Rafe and Murph glanced at each other, then back at Lukas.

“About the post,” Rafe said, as if the answer were obvious. “The photo. It had thirty-thousand likes before lunch.”

“Nice apron,” Murph said with a smirk. “I didn’t know you cooked. ”

“Not for assholes like you,” Lukas said. He glanced toward the dance floor again, and though he could spot the flashes of Jen’s silver sequins, he couldn’t find Elliette.

“No,” Bjorn said. “Bakken only cooks for pretty PR managers.”

“She’s Rogue’s little sister,” Rafe said reproachfully, then to Lukas he asked, “You think that’s smart, making her dinner?”

“It wasn’t a date. It was a work meeting,” Lukas said just as a shift on the dance floor gave him his first good look at Elliette. She was wearing a black dress with a neckline so wide it slipped off one shoulder. It was also extremely tight and unusually short, compared to what she usually wore.

She was dancing with some guy. Close , like she knew him. But he didn’t think it was the ex-boyfriend. A woman who held her own with Oisín O’Rourke wouldn’t let an ex who’d spurned her back into her life so easily.

“A work meeting at your apartment?” Murph asked. “Because that was your apartment, right? She didn’t invite you into hers.”

Lukas took another big swig of his whiskey. “Don’t worry. I won’t be setting foot in her apartment.”

“She’s here, you know?” Bjorn said, leaning forward to see around Lukas. “Somewhere.”

“She said she might come,” Lukas replied, trying to sound like he hadn’t already clocked her, like he wasn’t hyper aware of everything about her. Trying to convince himself that it didn’t matter she was practically grinding herself against that guy.

“She’s here with some friends,” Bjorn said. “Do you know the hot Indian chick?”

“It could be Parvati Bhaduri. She grew up next door to the Rogans.” Lukas downed his whiskey. “Does that waitress come by regularly?”

“She’ll be back soon,” Murph said, “unless you’ve really scared her off.”

Lukas stood up.

“Going somewhere?” Rafe asked.

“Just gonna flag her down. I’m empty.” But Lukas couldn’t see their waitress anywhere. Who he did see again—now at an even better angle because he was standing—was Elliette.

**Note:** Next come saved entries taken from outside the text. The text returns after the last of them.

PR #228, opened 2016-03-29
[merged] Introducing ostree-grub-generator

gatispaeglis:
ostree-grub-generator can be used to generate
an easy customizable grub.cfg file. Compile time
decision ostree-grub-generator vs grub2-mkconfig
can be overwritten with the OSTREE_GRUB2_EXEC
envvar - useful for auto tests and OS installers.

Why this alternative approach:

1) The current approach is less flexible than using a
   custom 'ostree-grub-generator' script. Each system can
   adjust this script for its needs, instead of using the
   hardcoded values from ostree-bootloader-grub2.c.

2) Too much overhead on embedded to generate grub.cfg
   via /etc/grub.d/ configuration files. It is still
   possible to do so, even with this patch applied.
   No need to install grub2 package on a target device.

3) The grub2-mkconfig code path has other issues:
   https://bugzilla.gnome.org/show_bug.cgi?id=761180

Task: https://bugzilla.gnome.org/show_bug.cgi?id=762220


cgwalters:
One thing that's worth noting here as well is that Peter Jones wrote this: http://pkgs.fedoraproject.org/cgit/rpms/grub2.git/tree/0029-blscfg-add-blscfg-module-to-parse-Boot-Loader-Specif.patch?id=dcaf8f68832f12983a03aa57275627c7c7167021

Which fits in a bit better with the original intention of the BLS...I forget why we're not using it in Fedora Atomic right now.  It might be as prosaic as it not being enabled by default?  That'd likely be easy to fix.  Possibly a larger issue is the uncertain state of the BLS (https://www.redhat.com/archives/anaconda-devel-list/2014-July/msg00002.html etc).

Anyways, this approach is also quite simple.  GRUB2 is critical path for me so I'll need to take some time to test this.  Doing so now.

src/boot/grub2/ostree-grub-generator
```diff
@@ -0,0 +1,104 @@
...
+    if [ -z "${title}" ]; then
+        title="(Untitled)"
+    fi
+}
+
+populate_menu()
+{
+    # Prepend "boot/" prefix when boot/ directory is on the same partition as usr/,
+    # if boot/ directory is on a separate partition, set boot_prefix=""
+    boot_prefix="/boot"
```
cgwalters: See https://github.com/ostreedev/ostree/pull/215 - I wonder if we could have OSTree pass this down via environment variable?  Though that only works on-target.  Perhaps anyone doing a cross system like OpenEmbedded could have that set the `OSTREE_BOOT_PARTITION` environment variable there?

gatispaeglis:
Having to set 1 extra envvar when building image not-on-target device sounds reasonable and maintainable to me.

jlebon:
bot, test pull request

gatispaeglis:
> One thing that's worth noting here as well is that Peter Jones wrote [1] 

I was not aware of this plugin. I can see how it could be handy on Desktop and if other operating systems / boot loaders actually followed the Boot Loader Specification. And as you already mentioned, state of BLS seems to be unclear.

But if we compare ostree-grub-generator vs GRUB BLS plugin [1] the advantage for ostree-grub-generator is:
- I guess GSubprocess is not limited to executing shell scripts only. Which means that ostree-grub-generator can be a compiled executable implemented in C, C++ (thus, can borrow the logic from [1] without the need for chroot-ing, grub dependencies and other complexities mentioned earlier) or a Python script for example. Whatever works better for a target environment.

[1] http://pkgs.fedoraproject.org/cgit/rpms/grub2.git/tree/0029-blscfg-add-blscfg-module-to-parse-Boot-Loader-Specif.patch?id=dcaf8f68832f12983a03aa57275627c7c7167021

src/boot/grub2/ostree-grub-generator
```diff
@@ -0,0 +1,101 @@
...
+    config_file=${entries_path}/${1}
+    title=""
+    initrd=""
+    options=""
+    linux=""
+
+    while read -r line
+    do
+        record=$(echo ${line} | cut -f 1 -d ' ')
+        value=$(echo ${line} | cut -s -f2- -d ' ')
```
cgwalters: This is a clear enough script, but it's tempting to move the logic into C, basically what we're doing in the syslinux/u-boot ones.  We don't have to do that now though, and shell script is convenient for customization.

src/libostree/ostree-bootloader-grub2.c
```diff
@@ -299,8 +299,25 @@ _ostree_bootloader_grub2_write_config (OstreeBootloader      *bootloader,
...
+
+#ifdef OSTREE_GRUB2_MKCONFIG
+  use_grub2_mkconfig = TRUE;
+#endif
+  /* Autotests can set this envvar to select which code path to test, useful for OS installers as well */
+  grub_exec = g_getenv ("OSTREE_GRUB2_EXEC");
+  if (grub_exec)
+    {
+      if (g_str_has_suffix(grub_exec, "-mkconfig"))
+        use_grub2_mkconfig = TRUE;
```
cgwalters: Curious about this conditional - wouldn't someone who wants `grub2-mkconfig` be fine just setting `OSTREE_GRUB2_EXEC=grub2-mkconfig` explicitly?  Do we need to magically interpret `OSTREE_GRUB2_EXEC=banana-mkconfig` as `grub2-mkconfig`?

cgwalters:
> You are thinking to introduce OSTREE_BOOT_PARTITION in #215?

Yeah.

src/libostree/ostree-bootloader-grub2.c
gatispaeglis: The reason I decided to check only for the "-mkconfig" suffix is because on Ubuntu there is no "grub2-mkconfig". On Ubuntu it is simply called grub-mkconfig, so "-mkconfig" would work for both distros then. I was thinking about adding a comment in the source code about this.

cgwalters: Or use `AC_PATH_PROG` at build time?

src/boot/grub2/ostree-grub-generator
```diff
@@ -0,0 +1,101 @@
...
+# be lost the next time file is regenerated. For more details refer to the ${script} script.
+EOF
+}
+
+populate_header()
+{
+cat >> ${new_grub2_cfg} <<EOF
+serial --unit=0 --speed=115200 --word=8 --parity=no --stop=1
+default=boot
+timeout=10
```
cgwalters: This is the sort of thing where we should probably have a config file at least for any general purpose use.  It's basically what `/etc/grub.d/00_header` is right?

I guess this is where things are a bit nicer with the state we have with syslinux where the ostree-syslinux code edits just the entries in there, otherwise admins can edit it by hand.  But that's only really possible because the syslinux format is easy to parse, which is definitely not true of grub2 :frowning:

cgwalters:
At a high level I'm inclined to take this patch with just some small cleanups - we don't need to rearchitect things to have a config file etc. initially...anyone who wants a general purpose bootloader can just use `grub2-mkconfig`, and we can keep this code path targeted for embedded.

gatispaeglis:
Cool, I will clean up the remaining parts tomorrow then :)

tests/libtest.sh
```diff
@@ -282,10 +296,13 @@ EOF
 
     case $bootmode in
         "syslinux")
-	    setup_os_boot_syslinux
+        setup_os_boot_syslinux
             ;;
```
gatispaeglis: Does OSTree repository has policy regarding spaces vs tabs? When I see tabs around lines that I am touching I feel like I have to convert everything to spaces :)

src/boot/grub2/ostree-grub-generator
gatispaeglis: >  It's basically what /etc/grub.d/00_header is right
Yeah, looks like it. This definitely can be improved further by Atomic project or whoever else decides that they need it first :) 

> I guess this is where things are a bit nicer with the state we have with syslinux where the ostree-syslinux code edits just the entries in there, otherwise admins can edit it by hand. 

I want to achieve similar funcionality in the u-boot backend by this patch:
https://github.com/ostreedev/ostree/pull/156/commits/5ee49772b001b9757d6cb21fcc587d5ddc66cdb7
Where admin can edit /uEnv.txt, deploy the edited version. Where during the deploy process OSTree prepends its env (loader/uEnv.txt) on top of the /uEnv.txt.
I am planing to revisit that change soon and add an auto tests that demonstrates the use case.

tests/libtest.sh
cgwalters: C code is GNU style with no tabs, but we don't have a policy for shell yet.  I think it's mostly just been whatever Emacs does by default which is 4 spaces?

I'd say no tabs, and try match what exists, and maybe we'll revisit consistent indentation for shell later?

gatispaeglis:
Ok, if I am not missing anything, then this patch can be considered complete. Unless you find something more than needs to be fixed up.

cgwalters:
bot, retest this please

cgwalters:
@cgwalters-bot try

cgwalters:
I think the PR tester has been failing since you based on a commit before we got it all working.  Can you rebase again?  But let's see what happens with a "try" merge.

jlebon:
Actually, the logs say `INFO: using MERGE of PR`, which means that it was testing it with the latest changes.

Searching for "FAIL:" shows that only one test failed:

```
Running test: ostree/test-admin-deploy-grub2.sh.test
Copying gpghome to /tmp/test-tmp-ostree_test-admin-deploy-grub2.sh.test-U2W4EY
1db2ee44eb4bd7eb63ec641c657f8378d593394d129e931f53267524c3ae3ee9
42ea980590b99edb1e98b416480a6cb4272709296096c4773709a4bf5485f4a0
3fb815e88cd96f2e6a85211f31d2995c2057d96ff41876626dfd1ec148d8a69c
1/32 objects
4/32 objects
7/32 objects
10/32 objects
13/32 objects
16/32 objects
19/32 objects
22/32 objects
25/32 objects
28/32 objects
31/32 objects
ostree/deploy/testos initialized as OSTree root
cp: cannot stat '/usr/libexec/installed-tests/ostree/../src/boot/grub2/ostree-grub-generator': No such file or directory
FAIL: ostree/test-admin-deploy-grub2.sh.test (Child process exited with code 1)
```

gatispaeglis:
Right, I tested with "make check", then it succeeds. Probably need to install ostree-grub-generator in usr/libexec/installed-tests/ostree/ for it to pass.

cgwalters:
The tests are passing here on my laptop (both `make check` and installed).  Hm, I wonder though if this has to do with the fact the PR tester is running the installed tests as root?  I'll look at that.

In the meantime reviewing this patch more, I found it made a lot more sense to me if the configure option was `--with-builtin-grub-mkconfig`, rather than "use the system" be a default yes.  And the naming in the code IMO is clearer too.

If you agree can you cherry-pick https://github.com/gatispaeglis/ostree/pull/1 into your PR branch?  (Yep, I made a PR for your PR, it works :smile:  )

In the big picture I am a bit sad that it's unlikely we can use this for Project Atomic yet, as I would really like to just ditch the grub2 binaries.  But it'd need a config file and other bits.

I'm also a bit uncertain about the long term maintenance of carrying this special case, and am wondering if we should redirect people to extlinux.  Was there a reason you chose grub2 over extlinux?

gatispaeglis:
I fixed the grub2 test after the last comment from jlebon so everything should be fine now.

> If you agree can you cherry-pick gatispaeglis#1 into your PR branch?
Patch seems fine to me.

>  and am wondering if we should redirect people to extlinux. Was there a reason you chose grub2 over extlinux?

Several reasons actually. I have been experimenting with Intel NUC board where grub2 (with UEFI firmware) is what Intel provides by default in http://git.yoctoproject.org/cgit/cgit.cgi/meta-intel so I didn't even consider other boot loader.
Other reason is that GRUB has better support for UEFI. UEFI support appears to be limited on syslinux according to https://wiki.archlinux.org/index.php/syslinux#UEFI_Systems . Particularly the following limitation:
"For Syslinux, the kernel and initramfs files need to be in the ESP, as Syslinux does not (currently) have the ability to access files outside its own partition (i.e. outside ESP in this case)." So syslinux + UEFI != ostree

cgwalters:
Oh right, I think we talked about the UEFI issue.  OK, let's go with this then.  At some point though I do want to revisit https://github.com/ostreedev/ostree/pull/228#issuecomment-203560635 - I didn't quite understand you reply there.  The GRUB2 builtin BLS loader wouldn't have any on-target dependencies either, but it would need some changes to be possibly more flexible/configurable?

@cgwalters-bot r+ 92c088e

cgwalters:
@cgwalters-bot r+ 29c088e

src/boot/grub2/ostree-grub-generator
gatispaeglis: >  At some point though I do want to revisit #228 (comment) - I didn't quite understand you reply there. The GRUB2 builtin BLS loader wouldn't have any on-target dependencies either, but it would need some changes to be possibly more flexible/configurable?

What I meant here is that this logic could be implemented entirely in ostree. Instead of working on making a GRUB2 builtin BLS loader more configurable, there could be a c++ binary (configurable) in ostree project that does what normally would be the job of "GRUB2 builtin BLS loader".

Then we could reuse the same code path what is currently used by ostree-grub-generator. Where ostree instead of executing ostree-grub-generator shell script would execute the above mentioned c++ binary.

Hopefully this clarifies it better.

Her little dance circle had garnered more attention and several random men were trying to get in on the action, fitting their hips to some of the girls and leaning over them from behind, as if they were spooning on the dance floor.

The man Elliette had been dancing with now had his arm sliced around her middle, and he was holding her so tight that her ass was pressed against his crotch.

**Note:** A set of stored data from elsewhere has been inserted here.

PR #229, opened 2016-03-30
[merged] commit: support editor for orphan commits

jlebon:
This is a follow up to #227 to allow ostree to open the editor also for
orphan commits when no subject or body is given on the cmdline.


cgwalters:
@cgwalters-bot r+ 5b34d46

PR #231, opened 2016-03-30
tests: make them pass

jlebon:
WARNING: hacky solutions below.

### DIFF
--- a/tests/test-admin-locking.sh
+++ b/tests/test-admin-locking.sh
@@ -25,10 +25,10 @@ set -euo pipefail
 setup_os_repository "archive-z2" "syslinux"
 
 # If parallel is not installed, skip the test
-if ! parallel --help >/dev/null 2>&1; then
-    echo "1..0 # SKIP no /usr/bin/parallel"
+if ! which parallel >/dev/null 2>&1; then
+    echo "1..0 # SKIP no parallel"
     exit 0
-fi    
+fi
 
 echo "1..1"
 
--- a/tests/test-demo-buildsystem.sh
+++ b/tests/test-demo-buildsystem.sh
@@ -19,8 +19,11 @@
 
 set -euo pipefail
 
-if ! fusermount --version >/dev/null 2>&1; then
+if ! which fusermount >/dev/null 2>&1; then
     echo "1..0 # SKIP no fusermount"
+    exit 0
+elif ! capsh --print | grep ^Current | grep -q cap_sys_admin; then
+    echo "1..0 # SKIP no CAP_SYS_ADMIN"
     exit 0
 fi
 
--- a/tests/test-pull-corruption.sh
+++ b/tests/test-pull-corruption.sh
@@ -20,7 +20,7 @@
 set -euo pipefail
 
 # If gjs is not installed, skip the test
-if ! gjs --help >/dev/null 2>&1; then
+if ! which gjs >/dev/null 2>&1; then
     echo "1..0 # SKIP no gjs"
     exit 0
 fi
@@ -55,7 +55,16 @@ do_corrupt_pull_test() {
 
 # FIXME - ignore errors here since gjs in RHEL7 has the final
 # unrooting bug
-gjs $(dirname $0)/corrupt-repo-ref.js ${repopath} main || true
+
+# super hacky fix to support both installed and uninstalled tests. we'll
+# probably want to just enable it for one of them.
+if [ -f /lib64/libostree-1.so ]; then
+  gjs $(dirname $0)/corrupt-repo-ref.js ${repopath} main || true
+else
+  GI_TYPELIB_PATH=${BUILDDIR} LD_PRELOAD=${BUILDDIR}/.libs/libostree-1.so \
+    gjs $(dirname $0)/corrupt-repo-ref.js ${repopath} main || true
+fi
+
 assert_file_has_content corrupted-status.txt 'Changed byte'
 do_corrupt_pull_test
 echo "ok corruption"
--- a/tests/basic-test.sh
+++ b/tests/basic-test.sh
@@ -114,7 +114,7 @@ assert_streq $($OSTREE log test2-custom-parent |grep '^commit' | wc -l) "3"
 echo "ok commit custom parent"
 
 cd ${test_tmpdir}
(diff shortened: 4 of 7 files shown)


jlebon:
bot, retest this please

jlebon:
bot, retest this please

jlebon:
Well, that was trickier to debug than expected.

For some reason `test-pull-untrusted.sh` would pass when run as root, but fail when run as testuser. It turned out that the way the files were stored in the repo when running as a testuser were different, which meant that a different `.file` object was chosen for corruption. Except that file turned out to be a symlink, so the `echo "broke"` actually just wrote to the `no_such_file` symlink target, thus keeping the actual symlink file's checksum the same and causing the pull-local to pass when it should have failed.

All green now! \o/
cc @cgwalters

tests/test-pull-corruption.sh
```diff
@@ -55,7 +55,16 @@ do_corrupt_pull_test() {
 
 # FIXME - ignore errors here since gjs in RHEL7 has the final
 # unrooting bug
-gjs $(dirname $0)/corrupt-repo-ref.js ${repopath} main || true
+
+# super hacky fix to support both installed and uninstalled tests. we'll
+# probably want to just enable it for one of them.
+if [ -f /lib64/libostree-1.so ]; then
```
jlebon: Actually, a better condition might be to just check if $BUILDDIR exists. Otherwise, we'll be using the installed SO even if it's not the one we just built.

smcv: I think a better approach to this is to set `LD_LIBRARY_PATH` for the uninstalled tests. I'm about to submit a branch that fixes that, among other things.

tests/test-admin-locking.sh
```diff
@@ -25,10 +25,10 @@ set -euo pipefail
 setup_os_repository "archive-z2" "syslinux"
 
 # If parallel is not installed, skip the test
-if ! parallel --help >/dev/null 2>&1; then
-    echo "1..0 # SKIP no /usr/bin/parallel"
+if ! which parallel >/dev/null 2>&1; then
```
smcv: Why is this use of `which` better?

This is a regression, at least for Debian: there are two at-least-semi-common `parallel` utilities (GNU parallel and moreutils parallel), and we specifically want GNU parallel.

tests/test-pull-corruption.sh
smcv: Also please note that this "super hacky fix" is going to fail on 32-bit, on Debian and its derivatives (it's `/usr/lib/x86_64/libostree-1.so` there), under jhbuild and so on. See #232 for the use of `LD_LIBRARY_PATH` that fixes this differently.

tests/test-admin-locking.sh
smcv: (The reason this would be a regression is that moreutils parallel doesn't have `--help`, so more or less by coincidence, the test is correctly skipped if you have moreutils parallel rather than GNU parallel)

tests/test-pull-corruption.sh
cgwalters: Yeah, agreed @smcv's fix here is better.  Jonathan, what do you think about rebasing your patch series on top of his?

I think now that we have the PR tester enabled we're going to have to merge to one PR.  @smcv maybe do any `fixup!`s on your PR, then Jonathan pulls it into this one?

tests/test-admin-locking.sh
jlebon: The reason is that parallel --help exited with 255, causing the condition to fail. I can replace that with --version though.

tests/test-pull-corruption.sh
jlebon: Yup, no complaints here. I knew this was gonna have to change, hence the "super hacky fix" warning. :)
Thanks @smcv for the proper fix.

tests/test-admin-locking.sh
jlebon: OK, well it seems like the moreutils one doesn't even have --version, and exits 1 when given. So we can just replace that --help with --version. @smcv, should I make a commit for you to cherry-pick, or do you want to apply that directly on your PR?

smcv: Maybe `parallel --gnu /bin/true </dev/null 2>/dev/null` would be more correct; moreutils parallel could conceivably grow `--help` and `--version`, but hopefully nothing incompatible with GNU parallel is going to gain a `--gnu` option.

smcv: > apply that directly on your PR

done

tests/test-demo-buildsystem.sh
```diff
@@ -19,9 +19,12 @@
 
 set -euo pipefail
 
-if ! fusermount --version >/dev/null 2>&1; then
+if ! which fusermount >/dev/null 2>&1; then
     echo "1..0 # SKIP no fusermount"
     exit 0
+elif ! capsh --print | grep ^Current | grep -q cap_sys_admin; then
```
smcv: I'm not sure this is correct? On my Debian system, I don't have cap_sys_admin in Current, but fusermount is setuid root, so this test doesn't need to be skipped (and indeed it passes).

Perhaps something like (pseudocode)

we have CAP_SYS_ADMIN || (fusermount is setuid root && securebits do not prevent us from taking advantage of that)

cgwalters: Oh right, this will turn off the tests when run inside a desktop system.  It's not securebits I think so much as the bounding set.  Changing "Current" to "Bounding set" should work in both cases I think.

smcv: That makes more sense to me! Any chance someone who sees this failure could commit it, after landing #232? (I don't currently have any container environments that would see this, only VMs, chroots and the real system)

jlebon: Actually, from quickly testing it, it seems like your skip check for fuse should be enough. It seems like it's not enough to run the container with `--cap-add=SYS_ADMIN`, but it actually needs `--privileged` to have a writable `/etc/fuse`

jlebon: I mean `/dev/fuse`

jlebon:
Replaced by #232.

“Jesus,” Lukas muttered. Was this how a grown-up Elliette let loose? Or had he corrupted her with all those videos?

“What is it?” Murph asked.

“Someone’s got a fan club,” Lukas growled.

“Oh yeah?” Rafe rose slightly from the booth to get a better look. “Are Rogan and those guys still at the bar? They must be getting mobbed by now.”

Rafe meant Evan Rogan, but Lukas had someone else with that surname in his sights.

“Close enough,” Lukas said, and he stepped out of the booth.